At the same time, there have been serious discussions on how formal methods should be
or can be introduced and leveraged in the industry [1]. Myths are often cited,
representing typical kinds of “misunderstanding” such as necessity for extreme
mathematical skills [2-4]. Such perceptions, true or false, can create a sense of doubt,
distance, or even antipathy against formal methods. Even if engineers appreciate values
of formal methods, there are obstacles in their effective and efficient applications.
Typical obstacles include the initial costs of investment and education, the difficulties in
tailoring a method for the target projects, and difficulties in convincing the stakeholders
(including, the managers) in terms of various aspects such as cost-efficiency. It is worth
noting that the discussion of these issues is not limited to a specific world of formal
methods – which often provides useful exemplification of very general issues, including:
what are knowledge and skills necessary in software engineering, how technology from
the academia can be perceived and (un)accepted by the industry, and so on.

Today we have further drivers that motivate an active discussion of these issues.
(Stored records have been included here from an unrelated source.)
PR #275, opened 2015-08-05
BUG: infer_header was not forwarded the encoding

llllllllll:
https://github.com/wavexx/gtabview/issues/17


cpcloud:
Can you add a test for this?

llllllllll:
Sure thing

llllllllll:
I just made sure the `encoding.csv` file was `latin-1` and then added some non-utf code in there. This failed an existing test on master, we previously were using the intersection of utf-8 and latin-1 so it was fine.

cpcloud:
cool

cpcloud:
merge on pass

llllllllll:
Hmm, the test failure shows are not handing some sql encoding stuff correctly either. Looking into it.

llllllllll:
I am having trouble figuring out how to get sqlite and sqlalchemy to actually support latin1. Docs seems unclear.

cpcloud:
@llllllllll the travis failure is because you've written an encoded character in python code without telling python what encoding to use to read the file.

cpcloud:
write it as bytes and then call encode on it

llllllllll:
Ah, will be explicit about the encoding for py2 then.

cpcloud:
i think you can just do `b'the_chars'.decode('latin1')` and will work on all python versions

cpcloud:
@llllllllll can we salvage anything here? or should this be closed?

llllllllll:
The csv stuff in here was correct; however, I realized that there were some issues with encoding in sqlite. We could probably rip the the sql stuff out since the original issue I was going to fix was the csv encoding problems

PR #276, opened 2015-08-07
discover should not consume first element from chunks

llllllllll:


llllllllll:
How do I check what version of `toolz` this ran with, looks like it couldn't get the `peek` func

cpcloud:
why does the conda output look so horrible?

screen shot 2015-08-07 at 13 59 33

llllllllll:
no idea, does it not normally look like that?

cpcloud:
no it usually is newline delimited

llllllllll:
Any ideas on this, can't repro

llllllllll:
Looks like the newest version of toolz doesn't have 2.6 or 3.3 conda packages (https://github.com/pytoolz/toolz/issues/269)

mrocklin:
cc @ilanschnell .  Is there a reason why we would have built recent packages for `toolz` on 2.7 and 3.4 but not 2.6 and 3.3?

ilanschnell:
Yes.  Because we stopped supporting Python 2.6 and 3.3.  This means we are not building new (or updating old) Python packages ones against Python 2.6 and 3.3, unless requested by a customer.

mrocklin:
Hrm, can I request continued Python 2.6 and 3.3 builds for toolz?  The library is simple enough that it should hopefully not be an extra burden.  Alternatively would toolz be appropriate for a noarch build?

ilanschnell:
Why does odo still care about Python 2.6 and 3.3?

mrocklin:
Presumably people are still on 2.6.  I don't have a good view into this though.  

Note that `toolz` is depended upon far more widely than `odo`.  Even if `odo` doesn't add pressure for 2.6 there might be sufficient pressure from external projects.

PR #277, opened 2015-08-07
MAINT: adds copydoc decorator

llllllllll:
we have this pattern a lot which prevents us from using decorators as we would normally use them. I also ran into this issue with blaze where I couldn't mutate the `__doc__` of an unbound method in python 2. If this change looks good, I will refactor blaze to use this too.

First,
the increasing difficulties of the emergent systems are making it necessary to rethink the
existing approaches to dependability assurance, including formal methods. Second, the
recent technical advances are changing feasibility and usages of formal methods, e.g.,
enhancement of SAT/SMT solvers, as well as the infrastructure (GPU, clouds, etc.).
Finally, most importantly, the industry has recently been achieving clear successes in
the advanced use of formal methods. ClearSy showed the feasibility of
correct-by-construction approach (obtaining the already-verified code) in their
worldwide business [5]. Amazon showed how formal methods spread from one team to
various teams [6]. Facebook embedded a formal verification tool into its agile culture
[7]. Sony FeliCa established use of formal specification as readable documents [8].
Similar examples can be found by ARM, RATP, Siemens, etc.

To address the issues above we plan a Shonan Meeting to discuss the issues around the
application of advanced formal methods in industry. We aim at promoting further
discussions on the classical but essential issues, while timely responding to the rapid
changes around software-intensive systems including the movement towards CPS. This
meeting invites leading researchers and practitioners who are actively working in the
industry or in the academia-industry collaboration.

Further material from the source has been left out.